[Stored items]
┄┄┄┄┄┄

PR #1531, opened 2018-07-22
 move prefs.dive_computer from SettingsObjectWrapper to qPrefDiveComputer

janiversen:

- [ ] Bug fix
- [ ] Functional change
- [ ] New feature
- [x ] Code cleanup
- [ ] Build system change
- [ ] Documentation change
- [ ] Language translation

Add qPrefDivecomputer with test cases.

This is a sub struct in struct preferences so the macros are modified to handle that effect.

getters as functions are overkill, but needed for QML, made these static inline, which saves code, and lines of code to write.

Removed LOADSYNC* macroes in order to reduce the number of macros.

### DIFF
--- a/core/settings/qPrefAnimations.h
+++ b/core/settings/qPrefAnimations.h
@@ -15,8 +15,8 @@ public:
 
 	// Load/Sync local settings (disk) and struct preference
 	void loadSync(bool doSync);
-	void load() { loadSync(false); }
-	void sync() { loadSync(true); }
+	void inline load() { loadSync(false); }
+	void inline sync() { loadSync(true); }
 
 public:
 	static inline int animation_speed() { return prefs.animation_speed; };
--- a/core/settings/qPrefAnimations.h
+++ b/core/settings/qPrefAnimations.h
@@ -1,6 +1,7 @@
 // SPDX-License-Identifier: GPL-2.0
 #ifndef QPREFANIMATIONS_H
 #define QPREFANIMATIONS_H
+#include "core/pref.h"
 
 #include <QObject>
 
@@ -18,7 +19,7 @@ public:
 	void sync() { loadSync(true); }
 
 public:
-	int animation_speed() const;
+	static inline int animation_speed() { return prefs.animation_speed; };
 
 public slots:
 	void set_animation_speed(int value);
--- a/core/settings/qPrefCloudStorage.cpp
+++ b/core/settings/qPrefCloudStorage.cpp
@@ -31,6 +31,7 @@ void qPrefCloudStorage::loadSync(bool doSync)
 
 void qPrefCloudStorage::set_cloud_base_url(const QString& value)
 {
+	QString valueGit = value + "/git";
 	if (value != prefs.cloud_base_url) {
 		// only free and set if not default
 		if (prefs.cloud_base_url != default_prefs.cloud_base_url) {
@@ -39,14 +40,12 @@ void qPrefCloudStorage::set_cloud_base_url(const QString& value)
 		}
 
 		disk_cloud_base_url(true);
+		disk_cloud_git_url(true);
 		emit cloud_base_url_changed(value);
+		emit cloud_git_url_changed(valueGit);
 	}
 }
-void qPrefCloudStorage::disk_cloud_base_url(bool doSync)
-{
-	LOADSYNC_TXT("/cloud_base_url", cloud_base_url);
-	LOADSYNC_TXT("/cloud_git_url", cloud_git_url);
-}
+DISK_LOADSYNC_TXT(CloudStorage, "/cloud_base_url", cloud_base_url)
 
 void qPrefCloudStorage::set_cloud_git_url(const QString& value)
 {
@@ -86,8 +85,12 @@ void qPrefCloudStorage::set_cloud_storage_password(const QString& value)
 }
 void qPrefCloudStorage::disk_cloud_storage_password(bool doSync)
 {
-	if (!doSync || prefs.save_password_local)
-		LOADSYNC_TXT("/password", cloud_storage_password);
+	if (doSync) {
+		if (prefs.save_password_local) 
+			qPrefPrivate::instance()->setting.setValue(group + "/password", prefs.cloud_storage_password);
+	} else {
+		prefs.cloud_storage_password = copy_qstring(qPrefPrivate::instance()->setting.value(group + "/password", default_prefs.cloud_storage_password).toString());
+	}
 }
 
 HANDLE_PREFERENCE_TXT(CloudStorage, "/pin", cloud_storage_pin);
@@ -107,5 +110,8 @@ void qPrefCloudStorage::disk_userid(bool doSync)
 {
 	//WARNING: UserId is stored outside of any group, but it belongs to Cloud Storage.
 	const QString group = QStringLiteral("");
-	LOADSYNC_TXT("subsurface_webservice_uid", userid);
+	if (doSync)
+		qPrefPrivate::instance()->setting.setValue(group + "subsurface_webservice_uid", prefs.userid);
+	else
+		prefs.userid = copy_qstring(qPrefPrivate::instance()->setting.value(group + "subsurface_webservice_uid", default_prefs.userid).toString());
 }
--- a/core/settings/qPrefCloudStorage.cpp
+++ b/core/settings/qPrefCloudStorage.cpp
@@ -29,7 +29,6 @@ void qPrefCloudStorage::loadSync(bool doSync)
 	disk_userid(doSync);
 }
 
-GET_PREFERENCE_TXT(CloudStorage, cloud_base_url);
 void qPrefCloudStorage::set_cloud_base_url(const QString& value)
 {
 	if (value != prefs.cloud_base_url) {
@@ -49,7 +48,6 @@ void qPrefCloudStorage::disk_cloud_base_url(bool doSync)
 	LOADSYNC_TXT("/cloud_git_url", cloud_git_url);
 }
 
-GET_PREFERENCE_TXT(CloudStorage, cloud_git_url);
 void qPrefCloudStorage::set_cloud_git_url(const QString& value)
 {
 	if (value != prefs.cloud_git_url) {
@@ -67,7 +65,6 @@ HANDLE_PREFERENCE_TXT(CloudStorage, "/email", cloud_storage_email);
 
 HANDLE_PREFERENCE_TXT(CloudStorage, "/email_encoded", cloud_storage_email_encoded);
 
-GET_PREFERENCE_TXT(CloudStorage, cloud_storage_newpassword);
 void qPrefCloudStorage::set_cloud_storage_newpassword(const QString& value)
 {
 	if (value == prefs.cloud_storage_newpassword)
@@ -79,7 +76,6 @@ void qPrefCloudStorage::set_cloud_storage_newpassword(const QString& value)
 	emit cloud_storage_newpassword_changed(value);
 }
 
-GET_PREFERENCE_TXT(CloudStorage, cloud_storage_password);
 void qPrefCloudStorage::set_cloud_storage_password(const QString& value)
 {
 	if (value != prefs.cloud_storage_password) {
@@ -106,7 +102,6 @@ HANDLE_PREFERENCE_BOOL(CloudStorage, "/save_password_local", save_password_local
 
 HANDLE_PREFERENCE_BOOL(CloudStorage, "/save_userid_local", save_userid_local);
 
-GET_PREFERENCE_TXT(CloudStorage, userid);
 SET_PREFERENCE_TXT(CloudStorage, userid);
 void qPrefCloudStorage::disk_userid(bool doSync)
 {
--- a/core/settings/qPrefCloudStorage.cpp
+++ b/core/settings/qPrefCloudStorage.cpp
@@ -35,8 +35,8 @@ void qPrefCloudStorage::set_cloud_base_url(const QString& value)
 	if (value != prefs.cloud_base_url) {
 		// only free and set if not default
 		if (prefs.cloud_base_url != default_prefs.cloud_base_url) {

┄┄┄┄┄┄

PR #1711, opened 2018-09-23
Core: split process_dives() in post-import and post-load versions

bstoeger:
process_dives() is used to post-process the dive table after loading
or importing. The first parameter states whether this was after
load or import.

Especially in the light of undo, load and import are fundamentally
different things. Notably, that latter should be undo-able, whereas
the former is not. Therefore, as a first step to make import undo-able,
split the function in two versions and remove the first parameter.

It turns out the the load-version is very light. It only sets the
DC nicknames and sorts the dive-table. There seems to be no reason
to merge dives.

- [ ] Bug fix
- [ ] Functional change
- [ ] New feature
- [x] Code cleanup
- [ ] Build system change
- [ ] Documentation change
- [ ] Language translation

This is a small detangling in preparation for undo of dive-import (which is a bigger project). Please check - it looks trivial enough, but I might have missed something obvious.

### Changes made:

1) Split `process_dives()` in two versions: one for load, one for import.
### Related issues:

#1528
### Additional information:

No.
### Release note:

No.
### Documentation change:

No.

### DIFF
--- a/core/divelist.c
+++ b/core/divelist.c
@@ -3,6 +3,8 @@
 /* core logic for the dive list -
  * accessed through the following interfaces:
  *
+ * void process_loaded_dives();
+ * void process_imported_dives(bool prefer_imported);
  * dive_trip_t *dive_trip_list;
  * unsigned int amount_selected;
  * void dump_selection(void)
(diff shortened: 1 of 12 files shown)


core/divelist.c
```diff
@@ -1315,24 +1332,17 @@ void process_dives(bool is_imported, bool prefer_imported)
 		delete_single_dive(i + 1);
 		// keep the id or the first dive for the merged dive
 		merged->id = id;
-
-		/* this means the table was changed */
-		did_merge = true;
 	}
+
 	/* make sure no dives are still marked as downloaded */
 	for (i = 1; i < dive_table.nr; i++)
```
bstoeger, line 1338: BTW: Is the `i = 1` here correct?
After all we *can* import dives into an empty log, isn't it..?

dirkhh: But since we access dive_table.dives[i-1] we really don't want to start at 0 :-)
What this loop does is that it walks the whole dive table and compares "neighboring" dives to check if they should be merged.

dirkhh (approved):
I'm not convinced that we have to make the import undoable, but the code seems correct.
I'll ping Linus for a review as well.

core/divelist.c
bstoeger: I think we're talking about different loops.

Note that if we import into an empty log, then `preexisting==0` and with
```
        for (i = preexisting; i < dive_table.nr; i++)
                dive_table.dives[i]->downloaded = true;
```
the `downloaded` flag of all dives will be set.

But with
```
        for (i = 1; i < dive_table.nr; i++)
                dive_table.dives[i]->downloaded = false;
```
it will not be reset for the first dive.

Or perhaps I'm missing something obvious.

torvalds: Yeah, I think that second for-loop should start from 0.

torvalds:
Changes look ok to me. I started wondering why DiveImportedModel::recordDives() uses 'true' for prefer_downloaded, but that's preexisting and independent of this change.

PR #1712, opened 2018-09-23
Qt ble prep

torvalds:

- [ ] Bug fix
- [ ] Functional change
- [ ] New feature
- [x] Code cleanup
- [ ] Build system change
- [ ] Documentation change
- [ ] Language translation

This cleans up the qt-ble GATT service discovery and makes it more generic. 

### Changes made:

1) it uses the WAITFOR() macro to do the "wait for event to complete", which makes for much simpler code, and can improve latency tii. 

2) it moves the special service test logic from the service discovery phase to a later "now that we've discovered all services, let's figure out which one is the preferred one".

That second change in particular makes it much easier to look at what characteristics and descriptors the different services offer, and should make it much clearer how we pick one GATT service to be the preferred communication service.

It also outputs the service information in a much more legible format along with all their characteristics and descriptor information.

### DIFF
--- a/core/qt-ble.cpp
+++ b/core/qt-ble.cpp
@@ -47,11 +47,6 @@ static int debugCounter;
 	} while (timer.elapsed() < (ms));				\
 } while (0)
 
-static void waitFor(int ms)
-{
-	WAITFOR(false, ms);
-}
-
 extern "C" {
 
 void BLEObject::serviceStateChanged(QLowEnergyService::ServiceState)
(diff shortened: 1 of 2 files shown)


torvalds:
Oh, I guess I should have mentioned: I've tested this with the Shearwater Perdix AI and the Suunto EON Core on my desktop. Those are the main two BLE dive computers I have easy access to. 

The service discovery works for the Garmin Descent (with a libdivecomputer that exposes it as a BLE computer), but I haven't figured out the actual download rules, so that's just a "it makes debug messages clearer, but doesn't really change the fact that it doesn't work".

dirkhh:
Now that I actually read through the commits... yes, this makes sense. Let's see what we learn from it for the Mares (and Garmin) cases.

┄┄┄┄┄┄

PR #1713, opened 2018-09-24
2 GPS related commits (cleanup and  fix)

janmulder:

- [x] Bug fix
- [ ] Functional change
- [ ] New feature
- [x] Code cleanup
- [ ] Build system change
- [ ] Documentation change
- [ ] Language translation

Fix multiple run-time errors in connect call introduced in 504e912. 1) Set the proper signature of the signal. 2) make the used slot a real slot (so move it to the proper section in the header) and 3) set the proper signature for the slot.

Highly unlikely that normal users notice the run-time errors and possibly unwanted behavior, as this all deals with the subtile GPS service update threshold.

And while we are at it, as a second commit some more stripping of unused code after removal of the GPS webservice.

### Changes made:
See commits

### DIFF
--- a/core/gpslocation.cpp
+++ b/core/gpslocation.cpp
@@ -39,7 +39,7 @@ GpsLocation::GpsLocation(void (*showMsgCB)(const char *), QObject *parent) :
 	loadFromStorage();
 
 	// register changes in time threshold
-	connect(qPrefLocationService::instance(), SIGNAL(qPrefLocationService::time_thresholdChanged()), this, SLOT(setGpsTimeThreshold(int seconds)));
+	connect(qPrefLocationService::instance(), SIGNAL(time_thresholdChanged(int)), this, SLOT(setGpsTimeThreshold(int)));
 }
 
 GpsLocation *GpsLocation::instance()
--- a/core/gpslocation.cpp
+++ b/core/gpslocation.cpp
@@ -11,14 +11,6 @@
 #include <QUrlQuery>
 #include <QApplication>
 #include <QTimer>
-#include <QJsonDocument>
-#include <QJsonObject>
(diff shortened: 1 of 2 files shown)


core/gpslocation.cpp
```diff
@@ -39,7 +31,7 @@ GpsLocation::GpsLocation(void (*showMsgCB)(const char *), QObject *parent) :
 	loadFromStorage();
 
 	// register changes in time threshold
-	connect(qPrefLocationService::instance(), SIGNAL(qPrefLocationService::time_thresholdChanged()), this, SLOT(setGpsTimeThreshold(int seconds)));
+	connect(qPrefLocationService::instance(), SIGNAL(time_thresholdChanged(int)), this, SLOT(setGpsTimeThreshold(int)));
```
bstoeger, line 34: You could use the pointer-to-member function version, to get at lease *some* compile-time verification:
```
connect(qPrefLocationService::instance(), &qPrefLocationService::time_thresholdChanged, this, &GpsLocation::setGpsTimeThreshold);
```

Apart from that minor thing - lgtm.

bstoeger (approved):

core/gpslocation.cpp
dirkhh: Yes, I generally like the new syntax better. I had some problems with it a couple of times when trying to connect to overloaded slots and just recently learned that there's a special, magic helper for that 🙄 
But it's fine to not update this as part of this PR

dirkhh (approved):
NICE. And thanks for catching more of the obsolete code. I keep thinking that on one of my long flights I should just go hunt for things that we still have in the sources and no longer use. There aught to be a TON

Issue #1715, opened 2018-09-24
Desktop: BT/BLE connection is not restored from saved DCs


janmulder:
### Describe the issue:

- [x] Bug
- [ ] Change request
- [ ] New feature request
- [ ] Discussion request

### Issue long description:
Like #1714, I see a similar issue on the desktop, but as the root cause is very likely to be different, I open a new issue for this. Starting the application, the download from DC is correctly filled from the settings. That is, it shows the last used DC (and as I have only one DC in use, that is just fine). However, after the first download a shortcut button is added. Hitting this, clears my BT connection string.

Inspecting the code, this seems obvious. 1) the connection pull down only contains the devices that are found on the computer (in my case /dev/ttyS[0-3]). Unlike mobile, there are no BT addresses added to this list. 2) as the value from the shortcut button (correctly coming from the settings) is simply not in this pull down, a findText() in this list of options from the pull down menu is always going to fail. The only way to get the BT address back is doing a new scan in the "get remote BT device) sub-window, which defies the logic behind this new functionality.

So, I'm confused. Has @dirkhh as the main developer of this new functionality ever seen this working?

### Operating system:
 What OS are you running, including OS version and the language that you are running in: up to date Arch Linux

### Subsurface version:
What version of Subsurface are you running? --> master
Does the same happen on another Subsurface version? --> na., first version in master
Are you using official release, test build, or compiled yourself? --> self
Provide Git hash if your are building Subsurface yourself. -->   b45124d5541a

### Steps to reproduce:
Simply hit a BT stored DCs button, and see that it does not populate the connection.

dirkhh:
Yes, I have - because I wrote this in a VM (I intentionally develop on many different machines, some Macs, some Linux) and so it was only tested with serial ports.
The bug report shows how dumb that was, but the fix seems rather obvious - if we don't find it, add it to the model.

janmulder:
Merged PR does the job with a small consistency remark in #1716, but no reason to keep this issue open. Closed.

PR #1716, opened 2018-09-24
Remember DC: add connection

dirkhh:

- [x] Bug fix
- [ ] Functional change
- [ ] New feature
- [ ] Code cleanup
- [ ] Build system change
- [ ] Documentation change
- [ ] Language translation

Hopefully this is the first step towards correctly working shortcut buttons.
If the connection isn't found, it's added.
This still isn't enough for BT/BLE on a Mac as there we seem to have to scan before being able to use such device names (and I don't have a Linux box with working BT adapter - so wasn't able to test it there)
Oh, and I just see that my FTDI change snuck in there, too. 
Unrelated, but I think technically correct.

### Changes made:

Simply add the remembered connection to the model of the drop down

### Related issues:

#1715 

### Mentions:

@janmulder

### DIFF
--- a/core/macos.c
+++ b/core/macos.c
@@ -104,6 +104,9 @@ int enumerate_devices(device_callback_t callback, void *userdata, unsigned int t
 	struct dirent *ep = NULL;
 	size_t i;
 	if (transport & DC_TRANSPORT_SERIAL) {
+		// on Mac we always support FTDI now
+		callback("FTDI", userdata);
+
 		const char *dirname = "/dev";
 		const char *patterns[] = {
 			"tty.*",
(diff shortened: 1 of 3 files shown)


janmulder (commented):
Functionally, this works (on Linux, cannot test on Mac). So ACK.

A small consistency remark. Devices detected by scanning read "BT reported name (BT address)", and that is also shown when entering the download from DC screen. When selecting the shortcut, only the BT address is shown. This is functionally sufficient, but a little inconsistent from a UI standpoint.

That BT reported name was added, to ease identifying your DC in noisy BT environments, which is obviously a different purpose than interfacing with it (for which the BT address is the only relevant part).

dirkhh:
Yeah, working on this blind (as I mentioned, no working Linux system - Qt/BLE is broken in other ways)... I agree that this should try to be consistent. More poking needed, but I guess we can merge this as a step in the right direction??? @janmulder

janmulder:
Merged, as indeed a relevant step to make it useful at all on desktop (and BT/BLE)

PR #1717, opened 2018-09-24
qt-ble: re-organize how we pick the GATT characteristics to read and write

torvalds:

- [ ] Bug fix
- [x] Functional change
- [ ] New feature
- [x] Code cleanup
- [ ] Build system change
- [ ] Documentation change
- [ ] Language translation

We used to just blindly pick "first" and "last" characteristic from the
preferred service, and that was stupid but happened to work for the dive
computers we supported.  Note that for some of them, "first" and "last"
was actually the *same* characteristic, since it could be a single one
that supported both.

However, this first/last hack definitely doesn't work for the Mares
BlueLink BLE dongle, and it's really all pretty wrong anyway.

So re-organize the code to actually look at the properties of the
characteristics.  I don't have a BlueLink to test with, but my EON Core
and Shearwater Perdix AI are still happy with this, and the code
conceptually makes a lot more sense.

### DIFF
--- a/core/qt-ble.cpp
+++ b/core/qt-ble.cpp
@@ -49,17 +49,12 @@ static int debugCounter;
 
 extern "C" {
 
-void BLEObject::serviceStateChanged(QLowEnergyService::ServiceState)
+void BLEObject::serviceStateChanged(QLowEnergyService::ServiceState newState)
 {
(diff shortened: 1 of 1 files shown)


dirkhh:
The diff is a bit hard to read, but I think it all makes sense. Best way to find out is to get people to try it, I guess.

┄┄┄┄┄┄

§ **What the task asks**:
Look through the records and count each line that holds "things". Write only the total.

§ **Response to this exercise**:
2